On April 21, 2022, the Reserve Bank of India issued a new Master Direction - Credit Card and Debit Card - Issuance and Conduct Directions, 2022 (“Directions”). These Directions bring about significant changes for card-issuers in matters relating to issuance/renewal of credit, debit and co-branded cards, billing, telemarketing, underwriting, amongst others.
A significant focus of these Directions has been to strengthen and prioritise consent and information rights of the card holder, making it necessary for credit card issuers to have proper processes to ensure that consent of the card holder is captured, recorded and stored appropriately.
These Directions will be effective from July 1, 2022, meaning you have less than 2 months left to comply with all the changes.
In this blogpost we will discuss the changes related to customer consent, the legal/operational implications for credit card companies AND how credit card companies can solve for this.
Is this applicable to me?
This is applicable to you if:
- You are a Scheduled Bank (other than Payments Banks, State Co-operative Banks and District Central Co-operative Banks) or a Non-Banking Financial Company (NBFC) operating in India AND
- You want to issue credit cards OR Are already issuing credit cards
What are the operational implications of these changes for credit card companies?
Currently, a large number of existing credit card businesses rely heavily on internet/ mobile banking to capture the consent of the customer before issuing credit cards.
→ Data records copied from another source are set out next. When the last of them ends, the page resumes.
PR #914, opened 2018-03-22
address transform bug in advi

martinjankowiak:
fixes a bug @fritzo noticed in ADVI. adds a test that would have caught it.


fritzo:
@martinjankowiak may I merge once tests pass?

martinjankowiak:
fine by me

PR #916, opened 2018-03-22
Rename sparse_mvn and support batch for mvn variance

fehiepsi:
MultivariateNormal distribution is recently merged into Pytorch master. However, we are temporarily blocked by #912 . As soon as we start to use Pytorch master, I wish to use its MultivariateNormal distribution to test various changes of https://github.com/uber/pyro/pull/888. This pull request does two things:
+ Use Pytorch's MultivariateNormal
+ Rename filename of SparseMultivariateNormal to sparse_mvn.py


fritzo:
@fehiepsi this should now be unblocked

fehiepsi:
@fritzo So this pull request just renamed sparse_mvn and added batch calculation for `variance` property of mvn. :)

This is to avoid physical correspondence. Physical correspondence of consent and documents is a logistics nightmare that delays credit card issuance and increases chances of customers dropping off - hobbling the growth of your credit card vertical
In the current digital process, “digital consent” by credit card companies is often obtained via a simple “checkbox” otherwise known as “click-wrap” - for authorizations as well as agreements. This process is no longer permitted in its current form under the new RBI regulations because two critical requirements:
- Multi-factor authenticated digital consent
- Signed agreement between customer and credit card issuer
What is multi-factor authenticated consent?
Under the new RBI Directions, credit card companies will need to take explicit consent from their customers for a slew of authorizations:
- customer acquisition and issuance of a card
- upgradation of card or enhancing credit limits
- breach of the sanctioned and advised credit limit to the cardholder
- issue of replacement card in lieu of a card blocked at the customer’s request
- any change in the terms and conditions of the issued card
- sharing of confidential information with third parties
- renewal of an existing card
- levying any charge that was not explicitly indicated to the cardholder at the time of issue of the card
- providing bills and statements of accounts through internet/mobile banking
- offering other products/ services along with the card
- for offering insurance cover to take care of the liabilities arising out of lost cards, card frauds, etc
- adjusting credit amount beyond a cut-off, one percent of the credit limit or ₹5000, whichever is lower, arising out of refund/failed/reversed transactions or similar transactions against the credit limit for which payment has already been made by the cardholder
Under the Directions, this explicit consent must either be obtained:
- Via written consent i.e physical mode
- Via digital consent that is backed by multi-factor authentication
If your credit card company is already using multi-factor authenticated digital consent for the above items - then you may not need to worry.
If your credit card company is using a simple click-wrap with single-factor authentication - then you will need to transform this into a multi-factor authenticated digital consent process from July 1.
What’s the signed agreement between the card issuer and card holder about?
In an effort to curb the practice of unsolicited credit cards, the Directions have a new requirement for agreements:
- The agreement between the card issuer and the card holder must be signed i.e the agreement must capture the signature of the customer.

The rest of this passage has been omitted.